Share Trading Policy

TRADING IN CELLMID LIMITED SECURITIES BY DIRECTORS, EXECUTIVE OFFICERS AND EMPLOYEES

 

Preamble

This Policy Document regulates dealings in the Company’s Securities structured financial product and derivatives (collectively Securities) by Directors and Employees. The Directors will monitor and review the application of this policy to ensure its appropriateness and compliance with by Directors and Employees.  

The fundamental principle is that Directors and Employees are not permitted to trade in the Company’s Securities while in possession of information that is not generally available in the public domain in order to ensure compliance with the insider trading provisions of the Corporations Act. In addition, this policy applies to advisers, contractors and consultants who may obtain confidential or price sensitive information in relation to the Company.  

Insider trading occurs when a person is in possession of information that is not generally available and which, if generally available, a reasonable person would expect it to have a material effect on the price or value of the Company’s shares. This extends to passing on price sensitive information to family, friends or other persons who may use that information to trade in the Company’s Securities.  

The penalty for breach of the insider trading provisions of the Corporations Act includes fines and, in some circumstances, a jail term  

It is the responsibility of the individual to ensure they do not buy or sell or trade or provide relevant information or advice to third parties while in possession of price sensitive information. This responsibility remains with the individual and cannot be varied or absolved by seeking to rely on statements by any other Employee or Director of the Company.  

Directors 

If a Director wishes to buy or sell Securities then the following procedure must be followed. First of all, the Director must complete and provide the Chairman with a request in writing for permission to trade in Securities and confirming they do not possess price sensitive information. If the Chairman wishes to by or sell Securities then the written request will be provided to the CEO who may then proceed to issue the No Objection notice in accordance with this provision.  

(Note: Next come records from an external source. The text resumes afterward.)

PR #1569, opened 2021-03-17
WIP: Fix default options when empty string is passed

### LINKED ISSUE #1568: LLMS_Abstract_Options_Data::get_option() issues with empty values
### Reproduction Steps

I can't explain this in a user story but I can explain it with the code found in this commit: https://github.com/gocodebox/lifterlms/commit/1e97aa7ce05b2ca0f9378350c0176f08f2d0c8cc

An option that is explicitly stored as an empty string `''` will cause a the passed default value of the option to be passed.

This isn't exactly a bug, but it is kind of a bug. We're leveraging this as "expected behavior" in certain places (see: https://github.com/gocodebox/lifterlms/commit/1e97aa7ce05b2ca0f9378350c0176f08f2d0c8cc#commitcomment-48354224) and in others it's creating bugs: https://github.com/gocodebox/lifterlms-integration-woocommerce/pull/102

### Expected Behavior

When an empty string is explicitly saved as the option value, it should be returned.

### Actual Behavior

+ The passed default value is returned instead

thomasplevy:
## Description

Fixes #1568

This adds an opt-in version of the abstract that concrete classes can implement in order to choose to use the new version of the `get_option()` method.

The new version will additionally automatically add a filter on `default_option_{$option}` (https://developer.wordpress.org/reference/hooks/default_option_option/) which will allow autoloading of options from integration settings (or other places), depending on the implementation provided by the extending class. 

## How has this been tested?

Unit tests only. I've written tests that expose the bug (and fix the bug) using stubs only.

This means that nothing will actually change until we start defining `$version=2` in some classes.

I've marked this as a WIP so we can discuss the problem better.

## Types of changes
Bugfix / forward compat

## Checklist:

### DIFF
--- a/includes/abstracts/llms.abstract.integration.php
+++ b/includes/abstracts/llms.abstract.integration.php
@@ -168,24 +168,27 @@ g	 */
 	 */
 	protected function get_settings() {
 
-		$settings[] = array(
-			'type'  => 'sectionstart',
-			'id'    => 'llms_integration_' . $this->id . '_start',
-			'class' => 'top',
+		$settings = array(
+			array(
+				'type'  => 'sectionstart',
+				'id'    => 'llms_integration_' . $this->id . '_start',
+				'class' => 'top',
+			);
+			array(
+				'desc'  => $this->description,
+				'id'    => 'llms_integration_' . $this->id . '_title',
+				'title' => $this->title,
+				'type'  => 'title',
+			);
+			array(
+				'desc'    => __( 'Check to enable this integration.', 'lifterlms' ),
+				'default' => 'no',
+				'id'      => $this->get_option_name( 'enabled' ),
+				'type'    => 'checkbox',
+				'title'   => __( 'Enable / Disable', 'lifterlms' ),
+			),
 		);
-		$settings[] = array(
-			'desc'  => $this->description,
-			'id'    => 'llms_integration_' . $this->id . '_title',
-			'title' => $this->title,
-			'type'  => 'title',
-		);
-		$settings[] = array(
-			'desc'    => __( 'Check to enable this integration.', 'lifterlms' ),
-			'default' => 'no',
-			'id'      => $this->get_option_name( 'enabled' ),
-			'type'    => 'checkbox',
-			'title'   => __( 'Enable / Disable', 'lifterlms' ),
-		);
+
 		if ( ! $this->is_installed() && ! empty( $this->description_missing ) ) {
 			$settings[] = array(
 				'id'    => 'llms_integration_' . $this->id . '_missing_requirements_desc',
--- a/includes/abstracts/llms.abstract.integration.php
+++ b/includes/abstracts/llms.abstract.integration.php
@@ -20,7 +20,7 @@ abstract class LLMS_Abstract_Integration extends LLMS_Abstract_Options_Data {
 	/**
 	 * Integration ID
 	 *
-	 * Defined by extending class as a variable
+	 * Defined by extending class as a variable.
 	 *
 	 * @var string
 	 */
@@ -61,8 +61,8 @@ abstract class LLMS_Abstract_Integration extends LLMS_Abstract_Options_Data {
 	 *
 	 * In the `configure()` method call `plugin_basename()` on the main plugin file.
 	 *
-	 * @var strin
-g	 */
+	 * @var string
+	 */
 	protected $plugin_basename = '';
 
 	/**
--- a/includes/abstracts/llms.abstract.integration.php
+++ b/includes/abstracts/llms.abstract.integration.php
@@ -61,8 +61,8 @@ abstract class LLMS_Abstract_Integration extends LLMS_Abstract_Options_Data {
 	 *
 	 * In the `configure()` method call `plugin_basename()` on the main plugin file.
 	 *
-	 * @var string
-	 */
+	 * @var strin
+g	 */
 	protected $plugin_basename = '';
 
 	/**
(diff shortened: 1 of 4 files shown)


includes/abstracts/llms.abstract.integration.php
```diff
@@ -14,62 +14,63 @@
...
- * @since 3.21.1 Updated.
- * @since 3.33.1 Added `get_priority` method to allow reading of the protected priority property.
- * @since 3.37.9 Added automatically generated "Settings" link to plugins screen.
  */
 abstract class LLMS_Abstract_Integration extends LLMS_Abstract_Options_Data {
 
 	/**
 	 * Integration ID
+	 *
 	 * Defined by extending class as a variable
```
eri-trabiccolo:
```suggestion
	 * Defined by extending class as a variable.
```

includes/abstracts/llms.abstract.integration.php
```diff
@@ -14,62 +14,63 @@
...
 	/**
 	 * Reference to the integration plugin's main plugin file basename
 	 *
-	 * In the configure() method call `plugin_basename()` on the main plugin file.
+	 * In the `configure()` method call `plugin_basename()` on the main plugin file.
 	 *
-	 * @var string
-	 */
+	 * @var strin
+g	 */
```
eri-trabiccolo:
```suggestion
	 * @var string
	 */
```

eri-trabiccolo (changes requested):
docs.
Quite fine for the rest, but it doesn't account for [this](https://github.com/gocodebox/lifterlms/pull/1569#commitcomment-48347493):

> In LifterLMS core you can see this bug occurring in the notifications:
> Try to set an empty body/subject/title, or even remove the notification icon (with no replacement), and save: the defaults will back.

thomasplevy:
I think it does take care of this because I don't believe any of these fields should actually be allowed to be blank, do you disagree?

If we upgrade the controller abstract to v2 it would still work the same way since we'd still pass the default value in, which for this set of options I think is okay.

eri-trabiccolo:
> I think it does take care of this because I don't believe any of these fields should actually be allowed to be blank, do you disagree?

Am I not even allowed to remove the notification icon?
What if I want a notification with only the title and no body because I'm a minimalist?

I can see what you mean when it's about emails though...

And maybe this has been used as a way to reset to defaults by some customer?!

> If we upgrade the controller abstract to v2 it would still work the same way since we'd still pass the default value in, which for this set of options I think is okay.

Not sure I get this. 
If we upgrade the notification view (and/or controller, my example actually involved the view) abstract then it will work with the new method (not the deprecated one). Because v2 and because by default the `get_option_default_value` callback returns the passed default value.
Are we saying the same thing?

thomasplevy:
> Am I not even allowed to remove the notification icon?

Mmm, okay. I see what you're saying. This makes sense. You should be able to remove the icon.

I think we should handle this as a separate issue since no one is currently complaining about this. I also don't know what the visual ramifications of not having an icon might be. By that I mean we may have to add some CSS and possibly even modify the HTML / PHP structure to accommodate an empty icon.

(I didn't read the code right now to check whether or not this is true though)

> And maybe this has been used as a way to reset to defaults by some customer?!

Yea, possibly. If you remove the icon and then want it back it would actually pretty hard to get the default one back since it's served from the plugin's asset directory and not the media library.

> > If we upgrade the controller abstract to v2 it would still work the same way since we'd still pass the default value in, which for this set of options I think is okay.
> 
> Not sure I get this.
> If we upgrade the notification view (and/or controller, my example actually involved the view) abstract then it will work with the new method (not the deprecated one). Because v2 and because by default the `get_option_default_value` callback returns the passed default value.
> Are we saying the same thing?

https://github.com/gocodebox/lifterlms/pull/1569/files#diff-b3fc2539fa0790dc6471ca24e53362e777aa155cf829420ff982f86203f21b34R245-R248

And

https://github.com/gocodebox/lifterlms/blob/f6a059fd0791a8fdcf8732593fd01cdeb8e81460/includes/abstracts/llms.abstract.notification.view.php#L464-L476

Basically what I'm saying is that on v2, if a default value is passed to the `get_option()` method it *disables* the autoloading automatically. 

So that means if the value is cleared (to an empty string) it will be "repopulated" with the default value automatically.



In both cases I think we should not worry about this right this second. We can enter this rabbit hole with notifications later. Right now I'm more worried about fixing a bug that's actually affecting a user in favor of getting lost discussing a theoretical bug (which I think you're correct is actually a bug) but no one is currently complaining about.

If someone really wants no notification icon we can give them some CSS to hide it while we figure out what to do about this.

eri-trabiccolo:
> 
> https://github.com/gocodebox/lifterlms/pull/1569/files#diff-b3fc2539fa0790dc6471ca24e53362e777aa155cf829420ff982f86203f21b34R245-R248
> 
> And
> 
> https://github.com/gocodebox/lifterlms/blob/f6a059fd0791a8fdcf8732593fd01cdeb8e81460/includes/abstracts/llms.abstract.notification.view.php#L464-L476
> 
> Basically what I'm saying is that on v2, if a default value is passed to the `get_option()` method it _disables_ the autoloading automatically.
> 
> So that means if the value is cleared (to an empty string) it will be "repopulated" with the default value automatically.
> 
> In both cases I think we should not worry about this right this second. We can enter this rabbit hole with notifications later. Right now I'm more worried about fixing a bug that's actually affecting a user in favor of getting lost discussing a theoretical bug (which I think you're correct is actually a bug) but no one is currently complaining about.
> 
> If someone really wants no notification icon we can give them some CSS to hide it while we figure out what to do about this.

I see, but you're missing that that callback is only called when the given option is not set, not just when it's empty.
So using v2 and passing a default, will ensure that the default is used only if the option is not set, but that it's not used when the option is set but it's empty - which is basically the native wp `get_option()` behavior

thomasplevy:
@eri-trabiccolo Can you come up with a better solution for us then?

eri-trabiccolo:
@thomasplevy
There's nothing to fix if we decide, as it seems, that this is what we want for the notifications.
I was just saying that v2 defines a different behavior even when passing defaults to the `get_option()` method. And, as we documented in the code, v2 will be the future standard behavior, so sooner or later we have to address this change.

Following the submission of the request to trade, the Chairman may issue a “No Objection” confirmation in writing. If a “No Objection” confirmation is not given then trading is prohibited. If a “No Objection” confirmation is given then the Director concerned may buy or sell Securities until the earlier of 10 business days after issue of the “No Objection” confirmation, the date they become aware of unpublished price sensitive information or the date the “No Objection” confirmation is withdrawn by the Company, which can be at any time.  

Employees

If an Employee wishes to buy or sell Securities then the following procedure must be followed. First of all the Employee must complete and provide the Chief Executive Officer (CEO) with a “No Objection Request” form requesting permission to trade in Securities and confirming they do not possess price sensitive information. A sample of this form appears at the back of this policy.  

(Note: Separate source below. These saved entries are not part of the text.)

PR #1579, opened 2021-03-29
Allow submitting numeric fields with no max/min attribute set

### LINKED ISSUE #1577: 5.0.0 alpha issues/feedback
Feedback / Issues from @eri-trabiccolo that we haven't investigate too thoroughly yet but we're recording here to avoid potential duplicates if any other tests stumble on these issues:

+ [x] 1) radio buttons in the editor look like checkboxes - so squared and with a small border radius, it’s because of our CSS that applies a small border radius to all the fields
+ [x] 2) checkboxes: it’s not possible to remove a default option once set (in the right panel)
+ [x] 3) checkboxes in the right panel look like radio buttons, and they shouldn’t, also you can check only one option by default, and this doesn’t make a lot of sense for checkboxes
+ [x] 4) a numeric field with no limits set doesn’t validate for positive numbers in front after submission, I got an error saying that the value should be less than 0 (sorry I think that was the error I haven’t copied :()
+ [x] 5) I’ve noticed in the DB that the post author is 0 for the default llms_form post types. I think it should be 1.
+ [x] 6) I’ve rapidly submitted a form with checkboxes checked, in the DB, though the checkbox value was empty.
+ [x] 7) When assigning a location to a form, in the “location modal” there are, supposedly, links to the selected product, with the “external link”(open in a new tab) icon, although clicking nothing happens.
+ [x] 8) When you Show keys of the default two options for both radio and checkboxes the "saved values" are empty.
+ [x] 9) Multiple defaults for checkboxes (grouped) are not rendered, only the latest is.

I have to say that I noticed this and noted rapidly because I was actually looking for something else (how the data was saved, retrieved etc) so I might have missed something e.g for the points 4 and 6

eri-trabiccolo:
## Description

Fixes #1577|4

> a numeric field with no limits set doesn’t validate for positive numbers in front after submission, I got an error saying that the value should be less than 0 (sorry I think that was the error I haven’t copied :()

## How has this been tested?
manually

## Types of changes

## Checklist:

### DIFF
--- a/includes/class-llms-form-validator.php
+++ b/includes/class-llms-form-validator.php
@@ -189,10 +189,10 @@ class LLMS_Form_Validator {
 			// Translators: %1$s field label or name; %2$s = user submitted value.
 			return new WP_Error( 'llms-form-field-invalid', sprintf( __( 'The %1$s "%2$s" is not valid number.', 'lifterlms' ), isset( $field['label'] ) ? $field['label'] : $field['name'], $posted_value ) );
 		} elseif ( isset( $field['attributes'] ) ) {
-			if ( ! empty( $field['attributes']['min'] ) || ( isset( $field['attributes']['min'] ) && '0' === $field['attributes']['min'] ) && $temp_value < $field['attributes']['min'] ) {
+			if ( ( ! empty( $field['attributes']['min'] ) || ( isset( $field['attributes']['min'] ) && '0' === $field['attributes']['min'] ) ) && $temp_value < $field['attributes']['min'] ) {
 				// Translators: %1$s field label or name; %2$s = user submitted value; %3$d = minimum allowed number.
 				return new WP_Error( 'llms-form-field-invalid', sprintf( __( 'The %1$s "%2$s" must be greater than or equal to %3$d.', 'lifterlms' ), isset( $field['label'] ) ? $field['label'] : $field['name'], $posted_value, $field['attributes']['min'] ) );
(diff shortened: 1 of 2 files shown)


thomasplevy (changes requested):
I don't think this works right.

It does seem to solve the issue you identified and even though it does pass [these tests](https://github.com/gocodebox/lifterlms/blob/5b37a2883d29c82d8f5d53abf24c9d1ca3b141c5/tests/phpunit/unit-tests/class-llms-test-form-validator.php#L564-L573) it's not working quite right.

If you dump out the errors the wrong error is passed for these. The first bank of tests for numbers that are smaller than the minimum work fine but the second bank (too large) results in messages like this: "The number_field "1,000" must be greater than or equal to 25."

The tests can be improved to check the error message to see if it's too big or too small (as expected) and then this bug needs to be addressed differently.

I'd like to see additional assertions or a new test case added to cover the case identified by the bug too

eri-trabiccolo:
@thomasplevy 
going to look into this and add new tests, although since I left the original checks on the posted data and I only changed the checks on the field settings, I would say that the issue was already there?! It might be just that I'm not lucid enough now :D

thomasplevy:
Just updated the tests to check for the expected message: https://github.com/gocodebox/lifterlms/commit/31ec86eeca3e6f6169a80a90e09bc44895d38e59

On dev-500 the proper error message is displaying

The problem with this set of tests is that the first set of tests (testing for the default values of the form) don't have min/max values set whereas when a number field is actually created it *will have empty* default values. If you update the $field to have min/max of an empty string you'll see the error you've reported occur within the tests.

The validation should treat an empty string value as "no value set" and the field not actually existing (as if it was created programmatically and left blank) the same way.

eri-trabiccolo:
matter of priority then... should be fine now. is it?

Following the submission of a “No Objection Request”, the CEO may issue a “No Objection” notice. If a “No Objection” notice is not given then trading is prohibited. If a “No Objection” notice is given then the Employee concerned may buy or sell Securities until the earlier of 10 business days after issue of the “No Objection” notice, the date they become aware of unpublished price sensitive information or the date the “No Objection” notice is withdrawn by the Company, which can be at any time.   The Board will be advised of all “No Objection” notices issued.    

General Restrictions on the ability of Directors and Employees to trade in Securities 

Notwithstanding the above:  

  • Directors and Employees are prohibited from buying or selling Securities at any time if they are aware of any information of a potentially price sensitive nature with has not been released to ASX or has not otherwise been made public.  
  • Directors and Employees shall in all circumstances be prohibited from:
    • “short-selling” Shares (or an interest in Shares) – that is selling Shares, or an interest in Shares,  beyond the level of the Directors or Employee’s holdings;
    • Trading in Securities which operate to limit the economic risk associated with a Director or Employee’s holding of unvested Shares which are to be issued subject to the Employee having satisfied certain performance conditions, under the Company’s Share Option Plan; or
    • Trading in Securities which enable a Director or Employee to profit from a decrease in the market price of Shares.  

The responsibility for trading in the Company’s Securities remains with the individual at all times.